Nashville’s school board increasingly opposes privately managed charter schools such as Valor Collegiate, a pair of brand-new schools on Nolensville Pike that chooses students randomly from those who apply. Instead, board members favor schools run by the district, such as Crieve Hall, a 60-year-old school in a leafy neighborhood three miles away that accepts all students who live in its designated zone.

But the schools both have unusually diverse student populations — with a mix of white, Hispanic, and Arab students, of whom about half come from poor families — and some of the highest test scores in Nashville.

So when Karl Dean, who until recently was Nashville’s mayor, decided to launch his new education advocacy organization this week with a series of school tours, Valor and Crieve were the first stops.

The bimonthly tours that Project Renaissance is planning will each visit one district-run school and one charter school. The group’s leaders say the arrangement is meant to help Nashville take a step back from the debate over charter schools that has embroiled its school board for three years, and instead focus on increasing quality in all schools.

“We really just want to highlight the great things that are happening at these schools, and have conversations about what it is that’s working,” said co-CEO Wendy Tucker.

It’s a tried-and-true strategy for education advocates, especially ones who favor charter schools, who want to shift debates away from how schools are run. A nonprofit in New York City organized study tours and training sessions for teachers from both charter and district schools, although the frequency of events has fallen as tensions between the two sectors in that city has grown.

Former mayor Karl Dean looks on as members of the tour sign in at Crieve Hall Elementary. (Grace Tatter)

The idea of erasing divisions could be a hard sell for local critics of charter schools, which are publicly funded but privately operated. Dean made charter schools a priority during his tenure, and the CEOs he selected for Project Renaissance also have charter school credentials: Co-CEO Justin Testerman is the former head of the Tennessee Charter School Center, and Tucker, who was Dean’s education advisor, is also a member of the State Board of Education, which recently told Nashville it must add two more charter schools that it initially rejected.

The first tour, held Wednesday, contained not a whiff a conflict. It drew about 40 people — including Dean; Vice Mayor David Briley; Democratic State Sen. Jeff Yarbro; and Chris Henson, the interim superintendent of Metropolitan Nashville Public Schools — to observe classes at both schools and a presentation by both principals about how they would explain their schools’ successes.

At the end of the tour, the school leaders sat in the library of Crieve Hall, and talked about what their schools have in common.
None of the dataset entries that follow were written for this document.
PR #4746, opened 2023-02-15
fix: GO compiler names

### LINKED ISSUE #4733: [BUG]: Go compiler groups are a mess
### Describe the bug

Our Go compilers are sorted under these groups:

x86 GC
GC ARM
GC ARM
GC MIPS
GC MIPS
GC MIPS
GC MIPS
GC PPC
GC PPC
GC RISC-V
GC S390X
GC WASM
x86 GC
GCCGO arm
GCCGO arm64
GCCGO mips
GCCGO mips64
GCCGO mips64el
GCCGO mips64
GCCGO POWER64
GCCGO POWER
GCCGO POWER64LE
GCCGO riscv64
GCCGO s390x
GCCGO sparc
GCCGO sparc64
gccgo

Some of those names are suboptimal at best. Those duplicates are just weird, and that bottom category not having an architecture isn't necessarily correct behavior either.

There are better category names in https://github.com/compiler-explorer/compiler-explorer/blob/main/etc/config/go.amazon.properties, so I think it's some kind of bug in our category handlers. No clue about the x86 gccgo, it doesn't seem to exist in that file at all.

And we don't have an amd64 gccgo. That's probably a third bug.

### Steps to reproduce

Yes

### Expected behavior

More walruses

### Reproduction link

https://go.godbolt.org/

### Screenshots

Not applicable

### Operating System

_No response_

### Browser version

_No response_

dkm:
GO compiler naming was not coherent (and some were incorrect). Try to make them more homogeneous.

fixes #4733

### DIFF
--- a/etc/config/go.amazon.properties
+++ b/etc/config/go.amazon.properties
@@ -528,11 +528,9 @@ compiler.gccgoppc64le1220.objdumper=/opt/compiler-explorer/powerpc64le/gcc-12.2.
 compiler.gccgoppc64le1220.demangler=/opt/compiler-explorer/powerpc64le/gcc-12.2.0/powerpc64le-unknown-linux-gnu/bin/powerpc64le-unknown-linux-gnu-c++filt
 
 compiler.gppc64leg9.exe=/opt/compiler-explorer/powerpc64le/gcc-at13/powerpc64le-unknown-linux-gnu/bin/powerpc64le-unknown-linux-gnu-gccgo
-compiler.gppc64leg9.name=power64le AT13.0
 compiler.gppc64leg9.semver=AT13.0
 
 compiler.gppc64leg8.exe=/opt/compiler-explorer/powerpc64le/gcc-at12/powerpc64le-unknown-linux-gnu/bin/powerpc64le-unknown-linux-gnu-gccgo
-compiler.gppc64leg8.name=power64le AT12.0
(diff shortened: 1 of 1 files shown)


dkm:
@Alcaro, does that look better? Any suggestion? It's painful to test locally, so the real test will be done in staging, but you can already comment by looking at the change :)

Alcaro:
Inconsistent capitalization

https://github.com/compiler-explorer/compiler-explorer/pull/4746/files#diff-0d845469ccad7c8374beb46032d4647031520cc3250f415c61466d5f9c4a9b51R388
https://github.com/compiler-explorer/compiler-explorer/pull/4746/files#diff-0d845469ccad7c8374beb46032d4647031520cc3250f415c61466d5f9c4a9b51R400

But category names are text-transform:uppercase anyways, so that doesn't matter.

I don't know if those name/baseName/etc fields actually work, nor do I know if it puts i386 beside x86_64, but if this change does what it looks like it does, looks good to me.

dkm:
Thanks. I think I've fixed all the case-inconsistencies. I've moved around the group/baseNames to easily check them.
Not sure we can force x86* to be altogether. IIRC, there's some alpha sort somewhere, so "maybe" this will work.

mattgodbolt (approved):
Passes the "it won't crash in prod" test :) Thanks!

They didn’t swap tips, but they talked about what they both do that other schools could emulate.

Both schools have morning meetings with their students, where students and teachers check in about their overall well-being and develop close relationships.

Both provide teachers time for collaboration. And both recruit heavily from student teachers who have worked at the school for a year, so they can ensure that they add new teachers who are up for the job. (“A year-long interview,” Valor CEO Todd Dickson called it.)

And both said their schools’ diversity was an asset for students. Diversity is a core tenet of Valor’s model, while Crieve Hall’s zone includes residential areas that are mixed in terms of income and ethnicity.

“It helps to have good models for students,” said Crieve Hall principal Linda Mickle. “For students who are still learning English, to be sitting next to someone’s fluent is huge.”

Such balanced students bodies are hard to come by in a district where nearly three quarters of students come from low-income families, and where many neighborhoods are segregated by race and income.

Testerman said future tours will also highlight schools that are able to succeed with almost exclusively low-income populations, which is the norm for many of the city’s schools.

“We want to make sure that we are recognizing excellence across the sectors and the city, and see what they can learn from each other,” he said.